Vigésimo cuarto domingo. Tiempo Ordinario. Ciclo B

 

Como respuesta a la Palabra de Dios proclamada en la primera lectura, hemos afirmado comunitariamente una frase, que tiene rango de promesa: “Caminaré en presencia del Señor en el País de la vida”.

Si prestamos atención sobre ella, observamos que contiene dos partes: caminar en la presencia del Señor y en el País de la vida, que unidas entre sí forman un auténtico plan de vida espiritual y pastoral. ¿Qué significa caminar en la presencia del Señor? ¿Qué significa en el país de la vida?
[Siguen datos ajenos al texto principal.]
PR #5928, opened 2020-10-05
server: implement websocket compression setting (fixes #3292)

### LINKED ISSUE #3292: [Question] How activate compression on subscriptions
Hi

I'm starting with Hasura and I found compression for queries over http

https://docs.hasura.io/1.0/graphql/manual/deployment/compression.html

but I don't know if hasura engine has compression for subscriptions enabled over web sockets

If not, how can I enable it?

gahag:
### Description

As discussed, the websocket package has a compression setting built-in.
This commit implements the wiring to allow such configuration through
the `connection-compression` command line flag, or the
`HASURA_GRAPHQL_CONNECTION_COMPRESSION` environment variable.

### Changelog

### Affected components

- [x] Server

### Related Issues

#3292

### Solution and Design

As discussed, the websocket package has a compression setting built-in.
This commit implements the wiring to allow such configuration through
the `connection-compression` command line flag, or the
`HASURA_GRAPHQL_CONNECTION_COMPRESSION` environment variable.

### Steps to test and verify

Run graphql with the compression flag, and send a big but low entropy string through a graphql client.

#### Catalog upgrade

- [x] No
- [ ] Yes

#### Metadata

- [x] No
- [ ] Yes
    - [ ] Yes
    - [x] Not required
    - [ ] Yes
    - [x] Not required
    - [ ] Yes
    - [x] Not required

#### GraphQL
   
   

#### Breaking changes

- [ ] No Breaking changes

  1. Metadata API

     Existing `query` types:
     - [ ] Change in error code
     

  2. GraphQL API

     Schema Generation:
     
     
     Schema Resolve:-
     
  3. Logging


abooij (approved):
This looks good to me, thanks for this PR, @gahag!

@0x777, do we want to have some kind of unit test for this? I suppose it might be difficult to integrate a test for this into our testing suite...

server/src-lib/Hasura/Server/Init.hs
```diff
@@ -1010,3 +1023,15 @@ downgradeOptionsParser =
...
+connectionCompressionEnv =
+  ( "HASURA_GRAPHQL_CONNECTION_COMPRESSION"
+  , "Enable Websocket Compression (default: false)"
+  )
+
+parseConnectionCompression :: Parser Bool
+parseConnectionCompression =
+  switch ( long "connection-compression" <>
+           help (snd connectionCompressionEnv)
+         )
```
lexi-lambda, line 1037: I think this PR generally looks great. My only quibble is that I think “connection compression” is pretty vague. I think it would be helpful to be a little more specific:

```suggestion
webSocketCompressionEnv :: (String, String)
webSocketCompressionEnv =
  ( "HASURA_GRAPHQL_WEBSOCKET_COMPRESSION"
  , "Enable WebSocket permessage-deflate compression (default: false)"
  )

parseWebSocketCompression :: Parser Bool
parseWebSocketCompression =
  switch ( long "websocket-compression" <>
           help (snd webSocketCompressionEnv)
         )
```

This way, we’re at least a little more clear about what the compression scheme is, and we’ll have hedged our bets in case some other compression scheme becomes popular in the future.

(Of course, the use sites of these bindings would have to be updated, too, but that would be awkward to do as a GH PR suggestion.)

lexi-lambda (changes requested):

server/src-lib/Hasura/Server/Init.hs
gahag: Fair point! I'll adjust it.

gahag:
@lexi-lambda I've made a new commit with the suggested changes. Thanks for the review!

abooij:
> @lexi-lambda I've made a new commit with the suggested changes. Thanks for the review! Should I squash the two commits?

You can leave the commits as-is, we usually squash the commits in a PR at merge time. Let's give Alexis some more time to have another look.

lexi-lambda (approved):

tirumaraiselvan (approved):
changelog

mehtavishwa30:
Hello @gahag!

Thanks so much for your contribution to Hasura OSS during the Hacktoberfest 2020! We'd love to send you some Hasura swag as a token of appreciation and you will be getting an email with the swag form shortly. ✨

kokroo:
Compression on websockets doesn't seem to actually work anymore. The headers indicate that permessage-deflate is on, but the packets are still not compressed. After checking with wireshark, even with that header present, the frame size is the same as the length of the payload. Manually using the deflate tool shows that the text is 1000% compressible.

 Caminar en presencia del Señor

Para poder caminar se necesitan tres cosas: salud en el cuerpo, movilidad en las piernas y la marcha. Un enfermo, por muy ágiles que tenga las piernas, no puede caminar porque le falta la salud es indispensable para hacer camino;  un sano, por mucha salud que tenga, no puede andar si le fallan los pies; y un hombre sano y robusto con  movilidad en los pies, no camina si se queda parado y no se pone en marcha. Teniendo estas tres condiciones indispensables para andar, tanto mejor se camina cuanto mejor es la salud, más ejercitada se tiene la musculatura de las piernas y más rápido es el desplazamiento.

Aplicando este ejemplo natural a la vida cristiana, podríamos decir que para caminar en presencia del Señor, es necesario tener salud en el alma, es decir estar en gracia de Dios y ejercitar las virtudes, que son las potencias sobrenaturales del ejercicio del bien. De esta manera, se  hace el camino que va desde el tiempo a la eternidad, es decir desde que empezamos a vivir en cristiano hasta que llegamos a la meta del Cielo. Este recorrido se puede hacer de dos maneras: caminando simplemente en estado de gracia y caminando además con el estilo apostólico del ejercicio de obras buenas, bajo la bondadosa mirada de Dios Padre.

¿Y cómo se consigue estar en gracia? La respuesta es muy sencilla, evangélica: cumpliendo sustancialmente los mandamientos de la ley de Dios y de la Santa Madre Iglesia; digo sustancialmente queriendo decir observando los preceptos del Señor en materia grave, pues es evidente que en el cumplimiento obligado de la ley, siempre hay defectos, imperfecciones, debilidades, que no obstaculizan la marcha, como tampoco dificulta la carrera los pequeños trastornos del cuerpo ni los rasguños en las piernas, por ejemplo. La gracia de Dios es consecuencia del cumplimiento de la Ley y el pecado consecuencia de su incumplimiento. “El que me ama, cumple los mandamientos, mi Padre lo amará y vendremos a Él y haremos morada en él”, dijo Jesús en el Evangelio. Un cristiano que camina en la vida espiritual con desgana, tibieza, a disgusto, a la fuerza, acaba por pararse y no caminar; y, si, todavía peor, vive en pecado mortal, no puede caminar. Tiene el don de la fe, pero no la vida del alma que es la gracia, de la misma manera que el enfermo tiene la vida, no está muerto, pero  no la fuerza para caminar.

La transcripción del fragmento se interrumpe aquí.